*** Opening of PROVIDED DATA ***
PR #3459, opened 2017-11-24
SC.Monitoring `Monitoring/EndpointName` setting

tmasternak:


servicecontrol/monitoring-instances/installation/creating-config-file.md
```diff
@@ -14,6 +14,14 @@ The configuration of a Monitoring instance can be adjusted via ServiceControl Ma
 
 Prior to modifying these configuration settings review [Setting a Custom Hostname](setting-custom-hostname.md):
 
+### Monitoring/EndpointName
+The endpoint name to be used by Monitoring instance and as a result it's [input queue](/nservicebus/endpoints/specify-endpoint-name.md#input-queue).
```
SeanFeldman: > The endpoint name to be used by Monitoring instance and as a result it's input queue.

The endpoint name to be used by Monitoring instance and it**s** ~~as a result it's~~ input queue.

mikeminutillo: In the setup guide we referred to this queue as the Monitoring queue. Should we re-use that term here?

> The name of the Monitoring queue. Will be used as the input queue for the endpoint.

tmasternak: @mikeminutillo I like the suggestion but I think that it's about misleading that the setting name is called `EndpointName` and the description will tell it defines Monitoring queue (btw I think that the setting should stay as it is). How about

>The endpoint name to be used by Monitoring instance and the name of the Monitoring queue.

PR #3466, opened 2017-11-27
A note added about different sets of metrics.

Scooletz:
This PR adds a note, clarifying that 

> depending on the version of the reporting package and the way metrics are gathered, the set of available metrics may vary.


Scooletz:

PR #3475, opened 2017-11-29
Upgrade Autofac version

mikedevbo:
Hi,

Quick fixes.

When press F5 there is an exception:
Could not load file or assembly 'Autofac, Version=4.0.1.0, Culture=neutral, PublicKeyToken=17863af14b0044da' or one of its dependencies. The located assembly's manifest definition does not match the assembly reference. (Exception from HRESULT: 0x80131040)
*** Close of PROVIDED DATA ***
*** Opening of PROVIDED DATA ***
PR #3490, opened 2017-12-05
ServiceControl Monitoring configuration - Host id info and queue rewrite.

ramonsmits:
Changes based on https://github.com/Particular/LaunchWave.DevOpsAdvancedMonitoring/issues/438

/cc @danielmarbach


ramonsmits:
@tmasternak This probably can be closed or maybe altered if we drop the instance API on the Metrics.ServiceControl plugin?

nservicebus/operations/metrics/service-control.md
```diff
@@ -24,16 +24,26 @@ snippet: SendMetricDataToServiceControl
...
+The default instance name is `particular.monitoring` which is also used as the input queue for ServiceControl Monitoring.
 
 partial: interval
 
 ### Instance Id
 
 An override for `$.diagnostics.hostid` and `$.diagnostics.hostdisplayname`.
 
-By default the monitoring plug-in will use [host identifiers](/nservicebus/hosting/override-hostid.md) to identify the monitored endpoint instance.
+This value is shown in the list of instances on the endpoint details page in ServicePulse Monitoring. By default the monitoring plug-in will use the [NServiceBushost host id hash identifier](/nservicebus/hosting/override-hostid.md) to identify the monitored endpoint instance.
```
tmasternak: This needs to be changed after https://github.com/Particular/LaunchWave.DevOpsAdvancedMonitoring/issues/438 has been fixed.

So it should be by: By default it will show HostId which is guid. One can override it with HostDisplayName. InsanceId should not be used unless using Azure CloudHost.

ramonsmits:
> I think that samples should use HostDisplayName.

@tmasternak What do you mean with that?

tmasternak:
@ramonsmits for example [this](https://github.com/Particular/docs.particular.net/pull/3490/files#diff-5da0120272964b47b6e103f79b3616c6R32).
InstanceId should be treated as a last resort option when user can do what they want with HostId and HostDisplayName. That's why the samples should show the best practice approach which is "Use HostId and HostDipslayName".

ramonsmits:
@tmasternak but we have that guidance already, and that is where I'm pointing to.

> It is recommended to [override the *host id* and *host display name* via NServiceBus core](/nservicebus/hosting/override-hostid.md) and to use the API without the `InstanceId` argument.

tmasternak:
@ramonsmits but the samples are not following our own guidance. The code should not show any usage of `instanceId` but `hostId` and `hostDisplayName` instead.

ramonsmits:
*** Close of PROVIDED DATA ***
TASK TO COMPLETE »
Above are the entries; copy out every line among them that contains the word "think".

EXERCISE RESULT »
tmasternak: @mikeminutillo I like the suggestion but I think that it's about misleading that the setting name is called `EndpointName` and the description will tell it defines Monitoring queue (btw I think that the setting should stay as it is). How about
> I think that samples should use HostDisplayName.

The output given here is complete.